Though the proposal gained more support in 1997, it still didn’t pass.

“I got a little more educated about what is important to them; what’s important to them is facts and figures,” he added.

Then he turned to Dr. Lee H. Arnold, director of the Department of Employment and Training, and asked for research on the number of people not covered by workers’ compensation insurance. That data helped finally get the bill through the legislature.

”I don’t think laws are changed on a whim,” he said. “If you’re willing to put in the time and work with the legislators and show them what you’re saying is right and fair – they’re definitely willing to listen.”

Grafton Willey, IV, a Providence accountant who runs the Smaller Business Association of New England’s local chapter, said, in recent years “the legislature has listened to the concerns of small business and business in general, realizing that they are key to building a strong economy.”

But that doesn’t mean business-backed legislation breezes through the process.

”Getting a piece of legislation through is not an easy process, and it probably shouldn’t be.
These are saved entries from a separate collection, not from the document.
PR #6247, opened 2018-10-23
resouce/aws_waf_rule: add import ability

acburdine:

* Add import ability to waf rule (following similar approach as https://github.com/terraform-providers/terraform-provider-aws/commit/742357c2701fd4d63e4a6d7e030f7c27e6ea98d5)

```
=== RUN   TestAccAWSWafRule_basic
=== PAUSE TestAccAWSWafRule_basic
=== CONT  TestAccAWSWafRule_basic
--- PASS: TestAccAWSWafRule_basic (16.65s)
PASS
```

### DIFF
--- a/aws/resource_aws_waf_rule_test.go
+++ b/aws/resource_aws_waf_rule_test.go
@@ -34,6 +34,11 @@ func TestAccAWSWafRule_basic(t *testing.T) {
 						"aws_waf_rule.wafrule", "metric_name", wafRuleName),
 				),
 			},
+			{
+				ResourceName:      "aws_waf_rule.wafrule",
+				ImportState:       true,
+				ImportStateVerify: true,
+			},
 		},
 	})
 }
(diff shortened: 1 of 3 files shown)


aws/resource_aws_waf_rule_test.go
```diff
@@ -34,6 +34,11 @@ func TestAccAWSWafRule_basic(t *testing.T) {
 						"aws_waf_rule.wafrule", "metric_name", wafRuleName),
 				),
 			},
+			{
```
bflad: Could you add this `TestStep` to all the acceptance tests? That helps us verify that all resource configurations are imported correctly. Thanks!

bflad: Actually since most of the tests aren't verifying additional configurations other than `TestAccAWSWafRule_geoMatchSetPredicate`, we can probably just get this in as-is.

PR #6285, opened 2018-10-26
Fix bad advice on using ".name" property of Role while ignoring path

rehevkor5:

- When creating an IAM Role with a non-default path (anything other than
"/"), it is not sufficient to use only the "name" property of the Role
when referring to it from the Glue Crawler resource (and probably
others as well). Therefore, in the examples I have replaced usage of
"name" with usage of "arn", and I updated the documentation on the
"role" argument of the aws_glue_crawler resource to clarify the meaning
of "The IAM role" which was not well-defined.
- Relevant Terraform version: This update can be deployed to the site
immediately, it is not specific to an upcoming version of Terraform.

Not performed.

### DIFF
--- a/website/docs/r/glue_crawler.html.markdown
+++ b/website/docs/r/glue_crawler.html.markdown
@@ -18,7 +18,7 @@ Manages a Glue Crawler. More information can be found in the [AWS Glue Developer
 resource "aws_glue_crawler" "example" {
   database_name = "${aws_glue_catalog_database.example.name}"
   name          = "example"
-  role          = "${aws_iam_role.example.name}"
+  role          = "${aws_iam_role.example.arn}"
 
   dynamodb_target {
     path = "table-name"
@@ -32,7 +32,7 @@ resource "aws_glue_crawler" "example" {
 resource "aws_glue_crawler" "example" {
   database_name = "${aws_glue_catalog_database.example.name}"
   name          = "example"
-  role          = "${aws_iam_role.example.name}"
+  role          = "${aws_iam_role.example.arn}"
 
   jdbc_target {
     connection_name = "${aws_glue_connection.example.name}"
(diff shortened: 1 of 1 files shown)


rehevkor5:
Related: https://github.com/terraform-providers/terraform-provider-aws/pull/6287

bflad:
So while this change is for the better, it turns out it does not work immediately out of the box. 😅 It looks like even if you pass in the IAM role via ARN, the Glue API will return it with just the name. I found this by adjusting the `role` references in `aws/resource_glue_crawler_test.go` and running the acceptance testing via: `make testacc TEST=./aws TESTARGS='-run=TestAccAWSGlueCrawler_'`

(other test results similar)
```
--- FAIL: TestAccAWSGlueCrawler_DynamodbTarget (18.09s)
    testing.go:538: Step 0 error: After applying this step, the plan was not empty:

        DIFF:

        UPDATE: aws_glue_crawler.test
          role: "tf-acc-test-5817417459117994664" => "arn:aws:iam::123456789012:role/tf-acc-test-5817417459117994664"
```

I will file this as a separate bug as we'll need to suppress that difference in both the case of a role with and without a path. I'm not sure if we should merge in this documentation update immediately though since at least a role name without path should work in some cases for new practitioners while ARN will not work in any case unless `ignore_changes` is used.

bflad:
Bug report submitted: #6292

I'll try to get in a fix for that right now.

bflad:
This pull request can be merged after #6293 👍

rehevkor5:
@bflad Sorry about that. Thanks for checking & helping. I guess there were some aspects of this I missed due to not running the acceptance tests.

bflad:
@rehevkor5 are your IAM roles in a different AWS account? Maybe the API takes that into consideration, where it attempts to simplify its response when the role is in the same account as the Glue crawler. 😄 Regardless though, #6293 is merged which covers suppressing the Name -> ARN difference for whatever situation our testing account against us-west-2 was running into so this is good to go now!

PR #6287, opened 2018-10-26
Add "name_with_path" to iam_role data source and resource

rehevkor5:

Add "name_with_path" to iam_role data source and resource

- Provides the "friendly name" plus the path without leading slash,
which in some cases must be used instead of "id"/friendly name when the
role has a non-default path (anything but "/").

Not run (sorry).

### DIFF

It probably takes two or three years to get a good piece of legislation through, the first year is planting the idea,” Willey said.

”They have to look to make sure some of the things we’re asking for aren’t detrimental to others,” Marra added. “That’s the reason for the process, the open hearings, the testimony.

”I think the environment is much better than it used to be and it will continue to get better, the more businesses get involved,” said Marra, who helped start the Greater Providence Chamber’s Small Business Council in 1977.

State Sen. William Irons, an East Providence Democrat who owns an insurance agency, said “over a course of time a majority of them (bills) get addressed fairly.

”I think there was a negative attitude historically in the past. Anyone who says Rhode Island is not business friendly today is not paying attention,” Irons said.